I am sort of looking at a microkernel design - inside the kernel there are only 
2 drivers: tmpfs (implemented on top of NSDictionary and NSData) and tar (on 
top of NSArray and NSData) to make initramfs (which is a simple tar archive of 
all pre-filesystem kexts and services) work, and everything else must be loaded 
from kexts that is written in Objective-C. And, the kexts are minimal too - 
character mode video driver and hardware abstraction layer (that is, it 
enumerates all hardware in [[OSKernel extensionWithName:OSHALExtensionName] 
PCIDevices] and all other drivers, even including root filesystem drivers as 
FUSE, run in user mode.)

Scheduler is built to support libdispatch and threads are actually dispatch 
queues.
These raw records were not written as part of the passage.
PR #1539, opened 2023-05-28
refactor(variant): enhance implementation of variant commands

### LINKED ISSUE #1525: [ANT-706] Add ST-storage commands for variants
## Problem Statement

Short-term storage is a new object similar to thermal clusters (and renewable clusters) that must be considered in the application.

We need to define new commands in the Study Variant Manager that allow the addition and removal of short-term storage.

There is no need to define a new command for updating short-term storage because we can already use the [`update_config`](https://antares-web.readthedocs.io/en/latest/user-guide/2-variant_manager/#command-list) command.

The short-term storage is an object that manages 5 time series. There is no need to develop commands for it because we can use the `replace_matrix` command.

## Proposed Solution

The commands to create are :

- `create_st_storage`: create a short term storage,
  
- `delete_st_storage`: delete a short term storage.

## Developer Notes

- The example of thermal clusters should be taken.

laurent-laporte-pro:
The aim of this PR is to refactor the code before implementing the news commands for short-term storage.

### DIFF
--- a/antarest/study/common/studystorage.py
+++ b/antarest/study/common/studystorage.py
@@ -248,7 +248,7 @@ class IStudyStorageService(ABC, Generic[T]):
     def export_study_flat(
         self,
         metadata: T,
-        dest: Path,
+        dst_path: Path,
         outputs: bool = True,
         output_list_filter: Optional[List[str]] = None,
         denormalize: bool = True,
@@ -257,13 +257,11 @@ class IStudyStorageService(ABC, Generic[T]):
         Export study to destination
 
         Args:
-            metadata: study
-            dest: destination path
-            outputs: list of outputs to keep
-            output_list_filter: list of outputs to keep (None indicate all outputs)
-            denormalize: denormalize the study (replace matrix links by real matrices)
-        Returns: None
-
+            metadata: study.
+            dst_path: destination path.
+            outputs: list of outputs to keep.
+            output_list_filter: list of outputs to keep (None indicate all outputs).
+            denormalize: denormalize the study (replace matrix links by real matrices).
         """
         raise NotImplementedError()
 
--- a/antarest/study/storage/variantstudy/command_factory.py
+++ b/antarest/study/storage/variantstudy/command_factory.py
@@ -1,7 +1,6 @@
 from typing import List
 
 from antarest.core.model import JSON
-from antarest.core.utils.utils import assert_this
 from antarest.matrixstore.service import ISimpleMatrixService
 from antarest.study.storage.patch_service import PatchService
 from antarest.study.storage.variantstudy.business.matrix_constants_generator import (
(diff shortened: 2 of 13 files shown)


antarest/study/storage/variantstudy/command_factory.py
```diff
@@ -96,134 +93,72 @@ def __init__(
...
-        elif action == CommandName.UPDATE_SCENARIO_BUILDER.value:
-            return UpdateScenarioBuilder(
-                **args, command_context=self.command_context
-            )
-        raise NotImplementedError()
-
-    def to_icommand(self, command_dto: CommandDTO) -> List[ICommand]:
+    def _to_single_command(self, action: str, args: JSON) -> ICommand:
+        """Convert a single CommandDTO to ICommand."""
+        command_mapping = {
```
hdinia, line 98: `action_map`

antarest/study/common/studystorage.py
```diff
@@ -248,7 +248,7 @@ def export_output(self, metadata: T, output_id: str, target: Path) -> None:
     def export_study_flat(
         self,
         metadata: T,
-        dest: Path,
+        dst_path: Path,
```
hdinia, line 251: I would have used a more descriptive name here like `target_path`, "dst" can be confusing 
note: same for other abbreviations elsewhere

antarest/study/storage/variantstudy/variant_study_service.py
```diff
@@ -852,34 +855,36 @@ def _generate(
...
-                        "Existing unamanaged user config. It will be overwritten."
+                        "Existing unmanaged user config. It will be overwritten."
                     )
-                    shutil.rmtree((dest_path / "user"))
-                shutil.copytree(unmanaged_user_config, dest_path / "user")
+                    shutil.rmtree((dst_path / "user"))
+                shutil.copytree(unmanaged_user_config, dst_path / "user")
             else:
                 logger.warning("Destination snapshot doesn't exist !")
             shutil.rmtree(unmanaged_user_config, ignore_errors=True)
```
hdinia, line 874:
```python
if not unmanaged_config:
    return

logger.info("Restoring previous unmanaged user configuration")

if not dest_path.exists():
    logger.warning("Destination snapshot doesn't exist!")
    return

user_config_path = dest_path / "user"
if user_config_path.exists():
    logger.warning("Existing unmanaged user configuration will be overwritten.")
    shutil.rmtree(user_config_path)

shutil.copytree(unmanaged_config, user_config_path)
shutil.rmtree(unmanaged_config, ignore_errors=True)
```
here I've used early returns to reduce the level of nesting, also created a `user_path` variable to avoid repetition. + `dst_path` > `dest_path`

hdinia (approved):

antarest/study/storage/variantstudy/variant_study_service.py
laurent-laporte-pro: Intéressant. Cela dit, je n'ai fait que renommer les variables. Je garde ça pour une prochaine fois.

IPC is built with Distributed Objects in mind.

在 2013-6-9,下午3:11,Graham Lee <[email protected]> 写道:

> And as soon as I'd sent that, I remembered reading about a kernel Objective-C 
> implementation on Linux. Here it is: 
> http://www.abdn.ac.uk/piprg/wiki/index.php?title=KCSP_an_Environment_for_Component_Based_Development_of_Linux_Kernel_Code
> 
> Graham.
> 
> Sent from my bed
> 
> On 9 Jun 2013, at 08:06, "Graham Lee" <[email protected]> wrote:
> 
>> The search term you're looking for is DriverKit.